## Task item
For every line in the data below that contains "Looks", copy the line.

(Stored items)
PR #603, opened 2022-04-26
2022 06 card table selector

aurel-l:
## Purpose
Result view selector https://www.ebi.ac.uk/panda/jira/browse/TRM-27567

## Approach
Present a custom popup with a choice for either cards or table as custom results view

## Testing
Manual check on private browser + removing corresponding entry in localStorage on normal instance of browser

## Checklist

Tried in a previous approach to use `@tippyjs/react` as in franklin but ran into issues with react state and events inside of the tooltip (main blocker) and convoluted logic and props in order to keep the tooltip open until a selection was made


aurel-l:
I realise that I did a change in the error component that ended up in there. It is supposed to (try to) prevent displaying an error message when we will reload the page (avoids flashings, and reporting to Sentry). Sorry about mixing it in, I thought I had pushed it before in a different commit

dlrice (approved):
Looks good 👍. I pushed a few commits with trivial changes.

I noticed the blur doesn't stretch over the whole app (the `main-header` can still be interacted with) as the mock-up has but I don't think that's a problem.

aurel-l:
> I noticed the blur doesn't stretch over the whole app (the main-header can still be interacted with) as the mock-up has but I don't think that's a problem.

Yes, when playing with the z-indices I noticed this happening and thought that it might be a good way to still let users escape if they don't want to make a choice, or if for whatever reason something buggy happens they could still reach the contact form

PR #612, opened 2022-05-13
ErrorComponent in results page

aurel-l:
## Purpose
add error and status return values from usePagination in order to show an error when the API returns an error

## Approach
usePagination was not exposing any error or status, so expose them in order to be able to use them to show the appropriate error message.

This will show the error message if there is an error while loading the 1st page.

Note that this will surface the error and status of the current page being loaded, but the added condition of checking if there are results in the array should prevent replacing the already loaded data in the event of one of the subsequence page load failing. At the moment this is not handled I believe, and I'm assuming it would either show the Loader component forever or just stop adding to the list as if all results were shown. @dlrice if you want to have a go at this specific case feel free to do so, I just have to stop now and won't have more time to work on it.

## Testing
Manual test during a API load test => show 503 error message on full page

## Checklist

### DIFF
--- a/src/shared/components/results/Results.tsx
+++ b/src/shared/components/results/Results.tsx
@@ -12,6 +12,7 @@ import ResultsData from './ResultsData';
 import ResultsFacets from './ResultsFacets';
 import SideBarLayout from '../layouts/SideBarLayout';
 import NoResultsPage from '../error-pages/NoResultsPage';
+import ErrorHandler from '../error-pages/ErrorHandler';
 import ErrorBoundary from '../error-component/ErrorBoundary';
 import ResultsDataHeader from './ResultsDataHeader';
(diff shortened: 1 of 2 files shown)


dlrice (approved):
Looks good. I'll try to have a look at the case of displaying a message in the case of subsequent pages not loading

aurel-l:
> Looks good. I'll try to have a look at the case of displaying a message in the case of subsequent pages not loading

Just thought about it now, but one way to reproduce could be blocking in the devtools page number 3 (for example) of a search with a lot of results. Can't remember off the top of my head what error/status you would get though, but at least you'd be able to reproduce a bit more easily and consistently

aurel-l:
Since you approved it I'll merge it now, as multiple users reported seeing the wrong error message these days (no results instead of server error)

PR #615, opened 2022-05-30
Missing data

Swaathik:
## Purpose
- Missing fields in proteome entry such as strain and the replacement proteome info for redundant proteome are added.
- The keywords field in diseases are exposed too.
- The download format for Redundant proteomes is set to only FASTA like in the current website.

## Approach
Added an optional property 'supportedFileFormats' in Download component to allow exceptions.

## Testing
Below tests were changed to reflect the latest changes
- src/proteomes/components/entry/__tests__/Components.spec.tsx
- src/proteomes/components/entry/__tests__/ComponentsButtons.spec.tsx

## Checklist

### DIFF
--- a/src/proteomes/components/entry/Components.tsx
+++ b/src/proteomes/components/entry/Components.tsx
@@ -22,8 +22,8 @@ const genomeAccessionDB = 'GenomeAccession' as const;
 const getIdKey = ({ name }: Component) => name;
 
 export const Components: FC<
-  Pick<ProteomesAPIModel, 'components' | 'id' | 'proteinCount'>
-> = ({ components, id, proteinCount }) => {
+  Pick<ProteomesAPIModel, 'components' | 'id' | 'proteinCount' | 'proteomeType'>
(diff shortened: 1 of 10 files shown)


aurel-l (approved):
All good in this PR, but I just did a few minor changes in the latest commit:
 - Order of imports. We try to group imports to keep all related imports together. You'll see as you go the different grouping. Mainly it's external libraries first, uniprot-website codebase middle, types after that, and non-standard (css, files, etc) last, and within groups we also separate into sub-groups according to if they are react components, custom hooks, helper functions, etc. As much as we can, because sometimes we have multiple types of import from a single file. This is mainly useful for huge files with a lot of imports, but we try to apply it everywhere.
 - Changed the span with `data-article-id` to cover the whole "redundant" word, in order to make the whole word clickable
 - Simplified the logic in the strain renderer

Feel free to merge (and delete the branch after you've merged), remember to resolve the corresponding jiras after the change is live on beta

PR #620, opened 2022-06-16
Disease xrefs

dlrice:
## Purpose
[Cross-ref links for Diseases](https://www.ebi.ac.uk/panda/jira/browse/TRM-25838)
This PR fixes the issue of diseases namespace entries having missing database links.

## Approach

- Downloaded all 6,127 diseases entries to determine there are three dbs:
```
{'MIM', 'MeSH', 'MedGen'}
```
Only `MIM` is in the uniprotkb db config so the others needed to be created.
- Hard coded the db configuration by looking at the legacy links (note that I deviated as it seems the legacy site has broken MeSH links). Created [ticket](https://www.ebi.ac.uk/panda/jira/browse/TRM-28081) for API to create on their end.
- Used db config in the column configuration
- Use `logging.warn` to capture when a db doesn't exist in the config.

I spent some time to trying to use the existing xref functionality in UniProtKB but in the end I decided I didn't want to create any changes there as it's all pretty precarious and UniProtKB-centric.

## Testing
Updated snapshots

## Checklist

### DIFF
--- a/src/supporting-data/diseases/config/DiseasesColumnConfiguration.tsx
+++ b/src/supporting-data/diseases/config/DiseasesColumnConfiguration.tsx
@@ -1,8 +1,12 @@
 import { Link } from 'react-router-dom';
-import { ExpandableList } from 'franklin-sites';
+import { ExpandableList, ExternalLink } from 'franklin-sites';
 
 import { getEntryPathFor } from '../../../app/config/urls';
 import { mapToLinks } from '../../../shared/components/MapTo';
+import { processUrlTemplate } from '../../../uniprotkb/components/protein-data-views/XRefView';
+import * as logging from '../../../shared/utils/logging';
+
+import databaseToDatabaseInfo from './databaseInfoMaps';
 
 import { DiseasesAPIModel } from '../adapters/diseasesConverter';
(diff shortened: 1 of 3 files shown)


src/supporting-data/diseases/config/DiseasesColumnConfiguration.tsx
```diff
@@ -58,24 +62,41 @@ DiseasesColumnConfiguration.set(DiseasesColumn.alternativeNames, {
     ) : null,
 });
 
-// NOTE: should probably be links
 DiseasesColumnConfiguration.set(DiseasesColumn.crossReferences, {
   label: 'Cross references',
-  // TODO: https://www.ebi.ac.uk/panda/jira/browse/TRM-25838
   render: ({ crossReferences }) =>
-    crossReferences?.length ? (
+    Boolean(crossReferences?.length) && (
```
aurel-l, line 68: I believe ExpandableList now doesn't render anything if it is passed either undefined, or an empty list, so I would say that this check was not even needed in the first place, and you'd be able to just remove it altogether

aurel-l (approved):

PR #621, opened 2022-06-17
2022 08 blast align

aurel-l:
## Purpose
https://www.ebi.ac.uk/panda/jira/browse/TRM-27768 & https://www.ebi.ac.uk/panda/jira/browse/TRM-27732 Add ability to align from BLAST results with or without including the initial query sequence

## Approach
- Replace tools button with links
- In the case of BLAST results, use a dropdown for the Align buttons
- Adjust a bit styling/alignment in Franklin (as much as I could without messing up everything, it's a pain)
- Adjust the way the buttons were enabled/disabled depending on the [2, 100] sequences limits taking into account the extra sequence in the new button
- Allow having both "sequence" and "ids" passed to tool forms and concatenate both

## Testing
Updated snapshots + manual tests

## Checklist


aurel-l:
- Make sure to update Franklin to test (otherwise the buttons/links will jump around when enabled/disabled).
- BLAST can be incredibly slow at the moment, so feel free to use ncbiblast-R20220613-081722-0494-44230251-p1m for testing

src/shared/components/action-buttons/Align.tsx
```diff
@@ -1,39 +1,95 @@
...
-    }
+  if (sequence) {
+    return (
+      <Dropdown
+        visibleElement={
+          <Button
+            // If both buttons within were to be disabled
+            disabled={isDisabled(n) && isDisabled(n + 1)}
+            variant="tertiary"
+            title={`Select from 2 to ${ALIGN_LIMIT} entries to run an Align job`}
```
dlrice, line 55:
```suggestion
            title={`Select from 1 to ${ALIGN_LIMIT} entries to run an Align job`}
```
As we can align against the query

dlrice (approved):

PR #627, opened 2022-07-01
Kinetics

Swaathik:
## Purpose
A table view is implemented for Kinetics section in the Entry page. 

## Approach
Protvista-datatable has been used. 
The following are the few use cases considered for RegEx match
- For KM, the text inside the paranthesis should go to Notes column, but sometimes there could be abbreviations which are supposed to be together in the Substrate column.
- There will be notes that should be shown below the tables, they are added to the additional Notes variable and shown as <TextView> just like before.
- For Kcat, values that are not parsed are added to the above mentioned Notes section.

## Testing
https://github.com/ebi-uniprot/uniprot-website/blob/kinetics/src/uniprotkb/components/entry/__tests__/KineticsTableView.spec.tsx
Mock data: https://github.com/ebi-uniprot/uniprot-website/blob/kinetics/src/uniprotkb/components/entry/__tests__/__mocks__/kineticsData.ts

More examples in [here](https://www.uniprot.org/uniprotkb?query=(cc_bpcp_kinetics:NaCl))
Prototype: https://www.figma.com/file/haXmHfuHVWIVlPREZ27Cr3/Kinetics?node-id=0%3A1 

## Checklist


aurel-l (approved):
I did a few changes, mainly regarding reusing the code from other parts of the codebase, and putting the snapshots in their own files. Apart from that, all good to go for me.

PR #1063, opened 2018-10-17
support a secretProvider

kevinranks:
Hello,

I hope you accept this simple PR that adds support for a `secretOrKeyProvider` as documented at [passport-jwt#usage](https://github.com/themikenicholson/passport-jwt#usage). 

The change simply checks if the passed secret is a function or not. It will then it will set the appropriate key (`secretOrKey` or `secretOrKeyProvider`) as defined in passport-jwt.

Thanks!


daffl:
This makes sense, thank you. Could you also add the option [in the documentation](https://docs.feathersjs.com/api/authentication/jwt.html#options). How would a test for this look like?

kevinranks:
@daffl Can you rebuild this? Not sure why the client tests failed...

Issue #987, opened 2018-09-09
config folder at root instead of custom folder


woodgates:
### Steps to reproduce
Hi.
I have this repo trying to make nuxt to work with feathers3.2 and its CLI.
https://github.com/woodgates/feathers-nuxt

The configuration is at "server/config" folder. As set in the documents I have my app.js with

```js
const path = require('path');
process.env['NODE_CONFIG_DIR'] = path.join(__dirname, 'config/');
```

When I create the first service with "feathers generate services" all works good except for the database configuration which is stored in the root/config folder instead of root/server/config.

So when I run npm run dev I got 
TypeError: Path must be a string. Received undefined

### Expected behavior
The database configuration should be stored on the root/server/config/default.json file.

### Actual behavior
The database configuration is stored on the root/config/default.json file.

### System configuration

**Module versions** (especially the part that's not working):
part of package.json:
  "directories": {
    "lib": "server",
    "test": "test/"
  },
  "dependencies": {
    "@feathersjs/configuration": "^2.0.2",
    "@feathersjs/express": "^1.2.5",
    "@feathersjs/feathers": "^3.2.1",
    "feathers-nedb": "^3.1.0",,
    "nuxt": "^1.4.2",

**NodeJS version**:
8.11.4
**Operating System**:
I working with Linux Mint 19.

**Browser Version**:
Chromium
**React Native Version**:

**Module Loader**:
npm

daffl:
It is important that this happens _before_ the `const configuration = require('@feathersjs/configuration')` call.

woodgates:
@daffl 
Its before. This is part of the app.js
```
'use strict'
const path = require('path');
process.env['NODE_CONFIG_DIR'] = path.join(__dirname, 'config/');

const compress = require('compression');
const helmet = require('helmet');
const cors = require('cors');
const logger = require('./logger');


const feathers = require('@feathersjs/feathers')
const configuration = require('@feathersjs/configuration');
```

woodgates:
@daffl 
I dont want my configuration in two places. I want the configuration to be at "server/config" folder but the feathers cli is ignoring this.

daffl:
I don't understand what the problem is then. If you set

```js
const path = require('path');
process.env['NODE_CONFIG_DIR'] = path.join(__dirname, 'config/');

const configuration = require('@feathersjs/configuration')l
```

[...]

PR #1075, opened 2018-10-27
Config path from package.json

jraut:
Hello,

This pull request is created because of #987 

It lets the CLI use a custom config folder.

Based on the discussions on the issue, the following changes were made to generating a new project
- When creating a project, the package.json is created with a value for a config directory
- The value is read from `NODE_CONFIG_DIR` env variable since it is used by default
- If the value is not set, it is set to `config/` (the current hardcoded value)

Generator uses this new customizable value. It falls back to `config/` on run time to maintain backwards compatibility.

Thanks for a great framework and happy Hactober!

### DIFF
--- a/packages/generator-feathers/generators/app/configs/package.json.js
+++ b/packages/generator-feathers/generators/app/configs/package.json.js
@@ -2,6 +2,8 @@ const semver = require('semver');
 
 module.exports = function(generator) {
   const major = semver.major(process.version);
+  const envConfigDir = process.env['NODE_CONFIG_DIR'];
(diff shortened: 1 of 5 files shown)


jraut:
Closing the pull request as the CLI and generators have been to their own repository.

daffl:
Hm, sorry about that, I've been meaning to backport this into https://github.com/feathersjs/generator-feathers next week.

jraut:
All right! 

Let me open this in generator-feathers if the proposed functionality could provide useful. There were issues with running tests so I was a bit unconfident about the pull request.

## Answer box
Looks good 👍. I pushed a few commits with trivial changes.
Looks good. I'll try to have a look at the case of displaying a message in the case of subsequent pages not loading
> Looks good. I'll try to have a look at the case of displaying a message in the case of subsequent pages not loading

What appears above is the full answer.